Note: Glycine is unique among amino acids because its side chain (R-group) consists solely of a single hydrogen atom. This absence of a bulky side chain gives it much greater conformational freedom than other residues, allowing it to occupy regions of the Ramachandran plot that would be sterically unfavourable (disallowed) for others. Proline is another special case; its side chain is cyclic and is bonded back to the backbone nitrogen, which restricts its phi angle (ϕ) to a limited range, often placing it in a specific corner of the plot. Separate statistics and plots are often shown for Glycine and Proline residues.

Glycine Ramachandran plot (PDB ID: 1cbs), generated using MolProbity). The MolProbity analysis states that 97.8% (132/135) of all residues were in favoured (98%) regions, and 100.0% (135/135) of all residues were in allowed (>99.8%) regions, with no outliers. Visually, the plot does not trigger any major alarm.

This metric assesses the protein backbone conformation. The PDB slider (to learn more about this, see section: Validation slider) reports the percentage of amino acid residues whose backbone angles (ϕ and ψ) fall into “disallowed” regions of the Ramachandran plot (combinations of angles that are physically unfavourable due to atoms clashing).

A lower percentage of Ramachandran outliers is better. While some outliers can be genuine features of the structure, they often highlight potential errors, especially if not supported by strong experimental data. This information can also be visualised directly on the 3D structure itself, often accessible on the “Model quality” tab within a PDB entry viewer. To see how to visualise it, go to: the Hands-On: Visualising validation metrics on structure tutorial.

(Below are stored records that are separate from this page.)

PR #140, opened 2023-11-13
Aufgabe06 Jasmin 1778099, 1623571

not-too-deranged:
Ich hab da völlig falsche Werte raus, weiß aber nicht wieso, wenn also jemand sich das anschauen könnte und Veränderungen vorschlagen könnte, wäre ich sehr dankbar.

### DIFF
--- a/Exercises/JasminSteidl/Übung6.py
+++ b/Exercises/JasminSteidl/Übung6.py
@@ -97,8 +97,12 @@
 # 
 # You can find the /actual/ input to both parts in data/terminal_record.txt
 ###############################################################################
-input = open('terminal_record.txt').read().splitlines()
+with open('terminal_record.txt') as f:
+    task_input = f.read().splitlines()
 
+MAX_SIZE_FOR_ADDING = 100000
+MAX_SIZE_DIR = 70000000
+NEEDED_SPACE = 30000000
 
 class Dir:
     def __init__(self, name, parent):
@@ -132,8 +136,7 @@ def calc_dir_sizes(dir):
 
 
 calc_dir_sizes(root)
-print("The Sum of all the direcotries under 100000:", sum([size for size in dir_sizes if size < 100000]))
+print("The Sum of all the direcotries under 100000:", sum([size for size in dir_sizes if size < MAX_SIZE_FOR_ADDING]))
 
-
-needed_space = 30000000 - (70000000 - dir_sizes[-1])
-print("Deleted file size:", min([size for size in dir_sizes if size >= needed_space]))
+freed_space = NEEDED_SPACE - (MAX_SIZE_DIR - dir_sizes[-1])
+print("Deleted file size:", min([size for size in dir_sizes if size >= freed_space]))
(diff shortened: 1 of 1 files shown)


Exercises/JasminSteidl/Übung6.py
```diff
@@ -0,0 +1,160 @@
...
+    with open(file_path, 'r') as file:
+        for line in file:
+            line = line.strip()
+            match = re.match(r'(dir\s\S+)|(\d+\s\S+)', line)
+            if match:
+                item = match.group(0)
+
+                if item.startswith('dir'):
+                    current_directory = current_directory + "/" + item.split()[1]
+                    stack.append((current_directory, 0))
```
thecodingcube77, line 117: With this code you go into a directory even though the `cd` command did not occur. The problem is as follows:
You have a directory `a` in that you execute `ls`. This shows you all the files and directories present in there. Files don't matter for the example right now.
`$ cd /` change to root directory
`$ cd a` go into directory `a`
`$ ls` list all files and directories present in directory `/a`
`dir b` directory called `b` at location `/a`
`dir c` directory called `b` at location `/a`
This should result in following paths of the directories:
-`/`
-`/a`
-`/a/b`
-`/a/c`
But in your case you get:
-`/`
-`/a`
-`/a/b`
-`/a/b/c`
See how the last path is different(and thus incorrect)? This is due to the directory change after getting a directory listed instead of a directory change after the `cd` command

Exercises/JasminSteidl/Übung6.py
```diff
@@ -0,0 +1,160 @@
...
+
+    with open(file_path, 'r') as file:
+        for line in file:
+            line = line.strip()
+            match = re.match(r'(dir\s\S+)|(\d+\s\S+)', line)
+            if match:
+                item = match.group(0)
+
+                if item.startswith('dir'):
+                    current_directory = current_directory + "/" + item.split()[1]
```
thecodingcube77, line 116: When the current directory is `/`, the resulting directory path is starting with a `//`.

thecodingcube77 (changes requested):
You completely ignored the commands `ls` and mainly important `cd`, which is where you should actually change the directory.

Exercises/JasminSteidl/Übung6.py
```diff
@@ -0,0 +1,142 @@
...
+root = Dir('/', None)
+current_dir = root
+
+for line in input[1:]:
+    line_parts = line.split(' ')
+    if line.startswith('dir'):
+        current_dir.subdirs[line_parts[1]] = Dir(line_parts[1], current_dir)
+    if line.startswith('$ cd'):
+        current_dir = current_dir.parent if line_parts[2] == '..' else current_dir.subdirs[line_parts[2]]
+    if line_parts[0].isnumeric():
```
thecodingcube77, line 124: The `if`'s could be changed to `elif`'s

thecodingcube77 (approved):
Solid solution. Very clean.

PR #142, opened 2023-11-15
Gerrit Fritz Aufgabe 6 (1778099, 1623571)

GeFritz:


Exercises/GerritFritz/exercises_06.py
```diff
@@ -0,0 +1,70 @@
+#Gerrit Fritz
+#15.11.2023
+
+from __future__ import annotations
+
+class Directory():
```
ClasherKasten, line 6: Python 3 doesn't require the parentheses after the class name.

Exercises/GerritFritz/exercises_06.py
```diff
@@ -0,0 +1,70 @@
...
+            
+    def update_size(self, size: int) -> None:
+        self.size += size
+        if self.parent != None: self.parent.update_size(size) 
+    
+    def get_dir(self, folder: str) -> Directory:
+        if folder in self.folders.keys(): return self.folders[folder]
+        elif folder == "..": return self.parent
+        elif folder == "/": return self.root
+        else: raise RuntimeError(f"No such dir: {folder}")
```
ClasherKasten, line 30: Please refrain from writing blocks like that. It's not very pythonic to do it, especially not to such an extent.

Exercises/GerritFritz/exercises_06.py
```diff
@@ -0,0 +1,70 @@
...
+
+def get_mindir(size_dict:dict, max:int, free:int)->int: 
+    return min([val for val in size_dict.values() if val >= size_dict["/"]+free-max])
+
+    
+
+root = build_filesys(get_record("data//terminal_record.txt"))
+size_dict = root.get_dict()
+print(get_sum(size_dict))
+print(get_mindir(size_dict,70000000, 30000000))
```
ClasherKasten, line 70: No magic values!

ClasherKasten (changes requested):
Almost good type annotations but types inheriting from `Generic` should have concrete types.

Exercises/GerritFritz/exercises_06.py
GeFritz: Could you please elaborate?

Exercises/GerritFritz/exercises_06.py
GeFritz: What exactly is the problem here? Is not merely a preference?

Exercises/GerritFritz/exercises_06.py
ClasherKasten: Someone without access to the assignment text shouldn't have to guess why exactly these values are chosen.

GeFritz:
Thank you for the insights. The change requests are helpful, but normally the classmates have to review and get grades. The problem now is that the others have to review code that already was reviewed. I never saw a pull request from you, so I assume that you aren't in our course?

Exercises/GerritFritz/exercises_06.py
ClasherKasten: You probably won't stumble a lot about productive code like that. Which in the end means for you to adapt to the new (way more common and standardized) pattern.

See [PEP8](https://peps.python.org/pep-0008/#other-recommendations)
> Compound statements (multiple statements on the same line) are generally discouraged

ClasherKasten:
> The problem now is that the others have to review code that already was reviewed.

Not really a problem. Your course can have special standards which could invalidate/complement the review.

LeMixer:
> > The problem now is that the others have to review code that already was reviewed.
> 
> Not really a problem. Your course can have special standards which could invalidate/complement the review.
> 
> 

Yes, it is a problem. The weekly reviews a part of our graded weekly tasks. This repo is meant to be a platform for our class to practice writing and reviewing Python code. Therefore it's not your business with whatever argumentation to leave reviews potentially disallowing us from writing a thorough review on this pull request. So please refrain from writing reviews in this repo in the future!

GeFritz:
> Almost good type annotations but types inheriting from `Generic` should have concrete types.

what exactly should i change?

Reisii (approved):
Nice work. Code works as intended and nice use of classes. Imo type annotations aren't necessary, so no reason for it to be a reason to request changes.

PR #143, opened 2023-11-15
Solution to Task 1 and 2 (1778099 | 1623571)

RubelOS:


Exercises/JuliusDralle/exercises_06.py
```diff
@@ -0,0 +1,288 @@
...
+#print(input_lines)
+
+current_directory = None
+root_directory = None
+
+######################################################################################
+
+def command_changedir(target):
+    global current_directory
+    global root_directory
```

Sidechain outliers (rotamers)

Similar to the protein backbone adopting preferred Ramachandran angles, the amino acid side chains tend to adopt specific 3D arrangements of their atoms, called rotamers, that are energetically favoured.

This metric reports the percentage of side chains that are in unusual conformations compared to libraries (based on high-quality PDB entries) of favoured rotamers. This can indicate potential modelling errors, particularly at lower resolutions where side chain positions are less constrained by the experimental data. 

A lower percentage is better. Sidechain outliers can indicate modelling errors, especially at lower resolutions. Like Ramachandran outliers, genuinely unusual rotamers in functional regions should be supported by experimental data.

Clashscore

The clashscore is a metric that measures how many atoms in the model are packed too closely together, violating the basic physical principles that two atoms cannot occupy the same space at the same time. This metric is reported as the number of clashes per 1000 atoms. This provides a single number summarising the overall density of clashes in the model.

A lower clashscore is better, indicating fewer steric clashes and a more physically plausible packing of atoms throughout the structure. A high clashscore suggests significant geometric problems throughout the model.

RNA Backbone (for RNA structures)

Similar to the Ramachandran angles for protein backbones, the backbone of RNA chains is defined by a series of torsion angles (α, β, γ, δ, ϵ, ζ, and the χ angle describing the orientation of the base). These angles also adopt preferred conformations.

Validation tools assess the torsion angles of individual RNA residues against statistically favoured values derived from known RNA structures (Richardson et al., 2008). A global metric is calculated to assess the overall quality of the RNA backbone conformation, often reported as an average score or percentage of outliers for the entire RNA chain(s). This metric provides a global summary of RNA backbone plausibility.